With garlic and broccoli
This low-calorie savory vegetable puree soup, a photo of which will be presented a little later, will certainly be appreciated by adherents of a vegetarian diet. To prepare it, you will need:
- 100 g broccoli.
- Large carrot.
- 150 g leeks.
- 3 cloves of garlic.
- 100 ml of boiled filtered water.
- Dried cayenne pepper.
- 40 ml of olive oil.
- Fresh herbs and salt.
This is a very simple and delicious vegetable puree soup. The recipe and photo of this dish will surely be remembered by many housewives. It is prepared extremely easily. Washed and peeled carrots are cut into circles and fried in olive oil. After a couple of minutes, leek and whole cloves of garlic are added to it. Almost immediately, broccoli, herbs and cayenne pepper are spread in a common pan. All this is poured with hot water and boiled until tender. After some time, the softened vegetables are mashed with a blender, salted and boiled again.
With mushrooms
This aromatic and tender soup with vegetables has a rich, refined taste, a thick consistency and an unusual serving. It turns out to be quite satisfying and equally suitable for both adults and small eaters. To cook four servings of such a dinner, you will need:
- 500 g of any fresh mushrooms.
- Small onion.
- 400 g of potatoes.
- 500 ml of 20% cream.
- 100 g of good cheese.
- 2 cloves of garlic.
- 4 rye buns.
- Vegetable fat and salt.
First you need to do rye buns, which will be served soup puree with vegetables and mushrooms. The tops are carefully cut from them and the crumb is taken out. The resulting pots are dried in an oven operating at 180 degrees. After a quarter of an hour, they are coated on all sides with vegetable oil mixed with crushed garlic, and briefly removed to the side.

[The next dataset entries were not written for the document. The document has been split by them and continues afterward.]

PR #846, opened 2026-03-01
Fix missing user context migration for v4.x upgrades

catchingknives:
## Summary

- **v4.0 moved user context** from `skills/PAI/USER/` (v2.5–v3.0) and `skills/CORE/USER/` (v2.4) to a new canonical location at `PAI/USER/`, with `CONTEXT_ROUTING.md` pointing there
- **The installer never migrates existing user files** during upgrades — `PAI/USER/` is created empty while user data stays stranded at the old `skills/` path
- **Result:** 27 of 47 context-routed paths are broken after upgrading. Sessions that search for files write to whichever copy they find first, fragmenting user data across two directories

## Fix

Adds a migration step to `runRepository()` that runs on upgrades:

1. Recursively copies user files from `skills/PAI/USER/` (or `skills/CORE/USER/`) to `PAI/USER/`, skipping files that already exist at the destination
2. Replaces the legacy directory with a symlink (`skills/PAI/USER → ../../PAI/USER`) so the PAI skill's relative `USER/` paths continue to resolve correctly
3. Only runs when `installType === "upgrade"` — fresh installs are unaffected

## Affected versions

Users upgrading from v2.4, v2.5, or v3.0 to v4.0.0 or v4.0.1.

## Test plan

- [ ] Fresh install: verify `PAI/USER/` is created with directories + README, migration is skipped
- [ ] Upgrade from v3.0: verify files are copied from `skills/PAI/USER/` to `PAI/USER/`, legacy dir replaced with symlink
- [ ] Upgrade from v2.4: verify files are copied from `skills/CORE/USER/` to `PAI/USER/`
- [ ] Re-run installer after migration: verify symlink is detected and migration is skipped (idempotent)
- [ ] Verify context routing resolves correctly after migration (e.g., `PAI/USER/TELOS/BELIEFS.md` exists and contains user data)

### DIFF
--- a/Releases/v4.0.1/.claude/PAI-Install/engine/actions.ts
+++ b/Releases/v4.0.1/.claude/PAI-Install/engine/actions.ts
@@ -5,7 +5,7 @@
  */
 
 import { execSync, spawn } from "child_process";
-import { existsSync, mkdirSync, writeFileSync, readFileSync, readdirSync, symlinkSync, unlinkSync, chmodSync, lstatSync } from "fs";
+import { existsSync, mkdirSync, writeFileSync, readFileSync, readdirSync, symlinkSync, unlinkSync, chmodSync, lstatSync, cpSync, rmSync } from "fs";
 import { homedir } from "os";
 import { join, basename } from "path";
 import type { InstallState, EngineEventHandler, DetectionResult } from "./types";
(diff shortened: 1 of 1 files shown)


danielmiessler:
Thank you @catchingknives! The user context migration is merged into PAI v4.0.3. Excellent work — the `copyMissing` helper with symlink replacement is exactly the right approach for preserving backwards compatibility while migrating to the v4.x canonical paths.

**Fix included in:** [Releases/v4.0.3](https://github.com/danielmiessler/Personal_AI_Infrastructure/tree/main/Releases/v4.0.3)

Now you can start cooking the soup itself. Pre-washed and peeled potatoes are cut into cubes, poured with a small amount of salted water and boiled. After some time, plates of mushrooms fried with chopped onions are added to it. All this is brought to full readiness. The softened vegetables are removed from the broth, whipped with a blender until smooth, pour cream and again sent to the included burner. After boiling again, the soup is removed from the heat, poured into pots from rye buns, sprinkled with cheese chips and covered with cut tops. They serve it exclusively hot.